Ces discussions académiques ont fini par franchir l’enceinte du Parlement. Le 21 janvier 1910, des orateurs y disséquèrent les fondements de la morale et constatèrent que les plus éminents philosophes renonçaient à en découvrir aucun.
Ils prouvèrent par la citation d’extraits de maîtres incontestés de l’Université, que nos professeurs de philosophie eux-mêmes, réunis sous la présidence de M. Croiset, doyen de la Faculté des Lettres, afin de préciser les bases de la morale, arrivèrent à de lamentables conclusions.
« Chacun y apporta, dit M. J. Piou, son contingent de lumières ; ce sont des hommes d’une haute culture intellectuelle, d’une haute droiture. Après avoir beaucoup cherché et rien trouvé, ils se sont sentis pris de découragement, et le même mot est sorti de toutes les lèvres : Impossible ! »
« A quoi bon, a dit l’un d’eux, et non des moindres, M. Boutroux, pourquoi faire éclater aux yeux du public le désaccord qui règne entre les doctes touchant les principes mêmes de la conduite de la vie ? ». L’aveu d’impuissance s’échappe de toutes les bouches. Voici M. Payot lui-même : « Les hommes qui devaient éclairer la route sont désemparés ; ils ont abandonné le catholicisme, mais il ne faut qu’une heure d’horloge pour s’apercevoir qu’ils ne l’ont pas remplacé et que leur vie ne va plus que dirigée par les habitudes de sentir et de penser d’autrefois. Plus de cocher, ce sont les chevaux qui conduisent la voiture. Comptez-les donc, s’il vous plaît, les systèmes de morale, que le rationalisme a tirés de la morale divine et entassés les uns sur les autres. C’est la morale de la solidarité, création de M. Bourgeois qui a eu son heure de faveur, mais qui tombe maintenant en disgrâce et que M. Jacob, cité l’autre jour comme un homme de génie, a déclarée inacceptable. C’est la morale scientifique ; mais, par malheur, M. Poincaré a affirmé qu’il n’y avait pas de morale scientifique.
Voici encore la morale du plaisir, la morale de l’intérêt, la morale socialiste, la morale maçonnique de M. Combes ; et il y en a encore, et il y en a toujours : c’est, comme dit Montaigne, un « tintamarre de cervelles ».
L’enseignement de la morale embarrasse autant les plus éminents professeurs que les politiciens. On en trouvera une nouvelle preuve dans un mémoire récent sur « Le Malaise moral », publié par le savant doyen de la Faculté des Lettres, M. Alfred Croiset. Sa rédaction trahit une profonde incertitude.
« Voici que la morale, dit-il, paraît dans tous les programmes. A l’école d’abord, au lycée ensuite, elle est enseignée dans toutes les classes, comme une chose distincte de la religion. Que va faire le maître en présence de cette tâche nouvelle ? Que pensera-il pour son propre compte et que dira-t-il à ses élèves ? Il est tenu à la neutralité religieuse : au nom de quel principe non confessionnel enseignera-t-il le devoir, l’obligation morale ? Il interroge les philosophes et se trouve en présence des réponses les plus discordantes : spiritualisme éclectique, kantisme, doctrines plus modernes de Guyau ou de Nietzsche, essais de morale scientifique, théorie de la science des mœurs, etc. Il est troublé, incertain. Quelques-unes de ces doctrines reposent sur des idées métaphysiques qui lui paraissent vaines, d’autres semblent laisser échapper les principes jugés d’ordinaire les plus essentiels à la morale. Que faire ? Il essaie de penser par lui-même et sent toute la difficulté de son rôle. Il se trompe quelquefois. »

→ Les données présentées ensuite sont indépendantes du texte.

Issue #114, opened 2022-11-09
Missing sequence in ApplicationFormField in openapi.json


mortimal1:
ApplicationFormField  - looks like position was changed to sequence but not changed in openapi.json
- also in ProposalFieldValue

bickelj:
Thank you for finding this as well. I'm taking a look.

bickelj:
In the main branch as of 6ba6f6817c66c5d686ad4b36318ff71768cd73d7 it looks like `openapi.json` and the database tables from `src/database/migrations` are in sync for ApplicationFormField and I think I see the same table definition in 14d21ba49bcf5053feb78bfe48ead58b138d63a0 (where it was added). But I see the `docs/ENTITY_RELATIONSHIP_DIAGRAM.md` is not in agreement.

In ProposalFieldValue I see "sequence" in the ER diagram, "sequence" in the db, but then "position" in the `openapi.json`.

bickelj:
I added a fix in 39ac792 for the specific issues above, but obviously we need to review the rest of the fields more carefully too, which I will do next. For some reason the "create pull request" button failed to work as well (I'll try again soon).

bickelj:
261061c overwrites e9ac792 and makes the ER diagram, OpenAPI documentation, database schema, and service code more consistent. See PR #115.

Thank you for taking the time to report these issues and sorry for the inconsistency!

bickelj:
Now that #115 is merged, it should be resolved in the main branch. Thanks again.

PR #115, opened 2022-11-09
Make fields in docs, code, and schema consistent

bickelj:
Make fields in docs, code, and schema consistent

* Instead of "order" or "sequence", use the word "position."
* Update some of the fields in the ER diagram.
* Make the order of Proposal fields in code more consistent with schema.

Issue #114 Missing sequence in ApplicationFormField in openapi.json


bickelj:
There is more to come on this one.

Issue #112, opened 2022-11-07
Proposal Version `version` attribute should be read only


slifty:
Version number is not provided by the client but is instead assigned by the PDC on creation of the new version; we just need to update the OpenAPI spec to reflect this.

PR #117, opened 2022-11-11
Mark proposalVersion.version read-only in OpenAPI

bickelj:
Issue #112

### DIFF
--- a/src/openapi.json
+++ b/src/openapi.json
@@ -103,7 +103,8 @@
           },
           "version": {
             "type": "integer",
-            "example": 1
+            "example": 1,
+            "readOnly": true
           },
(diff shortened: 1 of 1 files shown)


src/openapi.json
```diff
@@ -103,7 +103,7 @@
           },
           "version": {
             "type": "integer",
-            "example": 1
```
slifty, line 106: There is still value in providing an example (since the schema is used for GET as well and the example populates sample responses)

bickelj: Got it. I put it back in.

bickelj:
Since I updated based on the comment, I infer that this is OK : )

En étudiant les fondements imaginaires et les fondements réels de la morale, nous rechercherons si les incertitudes actuelles des professeurs et des législateurs ne résultent pas simplement de l’illusion, fréquente aujourd’hui, consistant à croire la morale basée sur la raison, alors qu’elle dérive d’éléments indépendants de cette dernière.
Les méthodes actuelles d’étude de la morale n’ayant conduit qu’aux incertitudes signalées plus haut, nous essaierons d’en utiliser d’autres.